• **What is expected**:
The entries that follow include a run beginning at the line with "### Release Notes" and ending at the line with "Plugin build for"; restate that run word for word and leave the rest out.

· · · · ·

PR #2676, opened 2023-12-09
Save previous license upon deactivation

### LINKED ISSUE #2493: Persist license key

When deactivating a plugin, the license key is deleted. So when activating again, the user needs to go to wpjobmanager.com, copy the license, and activate it again.

It could deactivate the license, but it could also persist the key, so when re-activating a plugin they could just click on the activate button with the key already pre-filled.

### Additional context

We received a request (p1688568236271489-slack-C6GGX896G) related to the license_key not being persisted when deactivating a plugin. It's happening in `WP_Job_Manager_Helper` class, through the following action:

```php
add_action( 'deactivated_plugin', [ $this, 'plugin_deactivated' ] ); 
```

This hook deactivates the license, and removes the license_key. Maybe we could have another option to persist the license_key, only used to pre-fill the input when the license is not activated?

mikeyarce:
Fixes https://github.com/Automattic/WP-Job-Manager/issues/2493

* When you deactivate a plugin, we'll now store the license in an option!
* That way, if you decide to activate the plugin again, it will show up in the license box pre-filled so you can activate it easily without needing to find it again.

### Testing Instructions

* Install a plugin separately (not wpjm-addons monorepo)
* Go to wpjobmanager.com and get a license for it
* Activate the license in Job Manager > Marketplace > Licenses
* Deactivate the plugin now!
* Go back to the Licenses page, see that your license is not active but the old license key is there!
* Profit.

### Release Notes

* Store previous license when plugin is deactivated for easier reactivation later.

----

| Plugin build for 19f909b1296b1e1b37a172dd1b1b0de796340c21 <a href="#"></a> |
| 📦 [Download plugin zip](https://wpjobmanager.com/wp-content/uploads/2023/12/wp-job-manager-zip-2676-19f909b1.zip)                       |
| ▶️ [Open in playground](https://wpjobmanager.com/playground/?core=2023/12/2676-19f909b1)             |

### DIFF
--- a/includes/helper/views/html-licenses.php
+++ b/includes/helper/views/html-licenses.php
@@ -160,7 +160,7 @@ $plugin_section_first = 'plugin-license-section--first';
 						}
 						if ( apply_filters( 'wpjm_display_license_form_for_addon', true, $product_slug ) ) {
 							$has_error            = in_array( 'error', array_column( $notices, 'type' ), true );
-							$previous_license_key = get_option( 'job_manager_previous_license_' . $product_slug ) ? get_option( 'job_manager_previous_license_' . $product_slug ) : '';
+							$previous_license_key = get_option( 'job_manager_previous_license_' . $product_slug, null ) ?? '';
 							?>
 							<form method="post" class='plugin-license-form'>
 								<?php wp_nonce_field( 'wpjm-manage-license' ); ?>
--- a/includes/helper/views/html-licenses.php
+++ b/includes/helper/views/html-licenses.php
@@ -159,14 +159,15 @@ $plugin_section_first = 'plugin-license-section--first';
 							}
 						}
 						if ( apply_filters( 'wpjm_display_license_form_for_addon', true, $product_slug ) ) {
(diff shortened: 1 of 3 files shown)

· · · · ·

• **Task result**:
### Release Notes

* Store previous license when plugin is deactivated for easier reactivation later.

----

| Plugin build for 19f909b1296b1e1b37a172dd1b1b0de796340c21 <a href="#"></a> |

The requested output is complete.